**About this task:** Below is a listing; return it in full, exactly as it appears.

**Given data:**
PR #1777, opened 2020-06-04
Update the frontend

balloob:
- Remove all old frontend artifacts on rebuild. The old index.html referenced `hassio-app.html` but that file didn't exist anymore. It's really only for 2+ year old HA installations.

**Expected output:**
PR #1777, opened 2020-06-04
Update the frontend

balloob:
- Remove all old frontend artifacts on rebuild. The old index.html referenced `hassio-app.html` but that file didn't exist anymore. It's really only for 2+ year old HA installations.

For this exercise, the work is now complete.